Even though Jo's character was just as it always had been which could be described as spiteful, and simply not understandable in any way, on that day her eyes were full of tears and the only reason she was stopping them from rolling down her cheeks was the mascara she was wearing. Jo was really afraid for her brother because it seemed that he was the only person, along with her parents and all the people older than her, whom she treated with an utter respect out of all her cousins, that including Hester.

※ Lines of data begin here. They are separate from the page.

PR #777, opened 2022-05-02
feat(snapshot): add manifest file on pull

louis-bompart:
## Proposed changes

When pulling, it can be interesting to know where we just pulled from.
To do this, this PR adds a manifest file meant to contain data relative to the resources.

## Testing

- [x] Unit Tests: yep
- [ ] Functional Tests: existing cover the most important cases, maybe the e2e with snapshot vault will include that, but otherwise, as it stands, too much overlap with the ut to be worth it.


packages/cli/src/lib/project/project.ts
```diff
@@ -88,12 +93,24 @@ export class Project {
         archive.directory(this.resourcePath, false);
         archive.finalize();
       });
+      if (cachedManifest) {
```
olamothe, line 96: Could this block and lines 101-103 be moved to a `finally` block to remove repetition ?

packages/cli/src/lib/project/project.ts
```diff
@@ -88,12 +93,24 @@ export class Project {
...
+        writeJsonSync(this.resourceManifestPath, cachedManifest);
+      }
       CliUx.ux.error(error as string | Error);
     }
   }
 
+  public writeResourcesManifest(orgId: string) {
+    const manifestJson =
+      readJsonSync(this.resourceManifestPath, {throws: false}) ?? {};
+    writeJsonSync(this.resourceManifestPath, {...manifestJson, orgId});
```
olamothe, line 111: Could this line throw ? 
If so, shouldn't it be handled ?

olamothe (approved):

packages/cli/src/lib/project/project.ts
louis-bompart: That was my first attempt, but because there's a `return` statement 3 lines down below, the finally clause doesn't work.
If you have another suggestion, be my guest tho, I ain't liking the repetition either.

y-lakhdar (approved):

packages/cli/src/lib/project/project.ts
louis-bompart: It's quite unlikely, but yeah, let's handle it by noop its error (i.e. the manifest, it's nice, but its not the most important)

packages/cli/src/lib/project/project.ts
```diff
@@ -106,9 +106,13 @@ export class Project {
   }
 
   public writeResourcesManifest(orgId: string) {
-    const manifestJson =
-      readJsonSync(this.resourceManifestPath, {throws: false}) ?? {};
-    writeJsonSync(this.resourceManifestPath, {...manifestJson, orgId});
+    try {
+      const manifestJson =
+        readJsonSync(this.resourceManifestPath, {throws: false}) ?? {};
+      writeJsonSync(this.resourceManifestPath, {...manifestJson, orgId});
```
y-lakhdar, line 112: When would this fail?

louis-bompart: It could fail if for some odd reason the file is read-only or if the file does not exist and the directory is read-only.
TL;DR: odd chmod could cause EACCESS issue, theoretically

PR #780, opened 2022-05-03
fix(precond): use new flag name

louis-bompart:
https://coveord.atlassian.net/browse/CDX-950

## Proposed changes

#773 renamed target to the organization, this was not reflected here.
Still checking for why this was not flagged up on CI, another PR will be open to addressing the false ✔️.

## Testing

- [x] Unit Tests: adapted

- [x] Functional Tests: failing on master currently, this pr fix that.


y-lakhdar (approved):

y-lakhdar:
good catch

John had his secret hidden deep underneath his khaki uniform and behind a smile upon his beautiful young face, which by the way was a spitting image of his father Jerry. Even though hurt could be seen clearly in his eyes when Cornelia was putting her trembling hands on her fiance's, Walt's, cheeks, he was fighting with it bravely as if preparing himself for the other kind of fight he would soon have to face.

Lily was on her own mission that day. She was the brightest spot at the train station, she was smiling, laughing, cheering, singing and even dancing. All of her clothes and so her dress, hat and shoes were yellow, for luck and happiness as she said to Hester an hour before they all headed off to the train station. Lily was chuckling happily with her older brother Walt as well as whispering some funny little stories of hers into John's ear just to see him smile and keep his mind off something he knew he couldn't have. Hester knew the reason behind Lily's actions on that day, Lily knew that that was the only thing she knew she was good at at times like this and that was to make everyone around her happy and she was doing a splendid job indeed, even though her hands trembled when nobody was looking. Hester couldn't help but smile herself when she was looking at Lily. She was so proud of her that she could keep so positive and optimistic as well as so… joyful even on that day of days which that particular day definitely was for both Lily and Hester.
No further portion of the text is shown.